> **Work required**: The answer must consist of every line below containing "this".

Data excerpts

....

PR #1128, opened 2024-09-07
fix gmail test failing with invalid email address

bmos:
not sure why this didn't show up yet via github actions but I just downloaded the main branch and ran pytest locally and was getting a failed test here because ,com is not valid but the test expects it to validate...


bmos:
I'll have to dig into this more, I my local package versions must be different or something...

....

> **Written answer**:
not sure why this didn't show up yet via github actions but I just downloaded the main branch and ran pytest locally and was getting a failed test here because ,com is not valid but the test expects it to validate...
I'll have to dig into this more, I my local package versions must be different or something...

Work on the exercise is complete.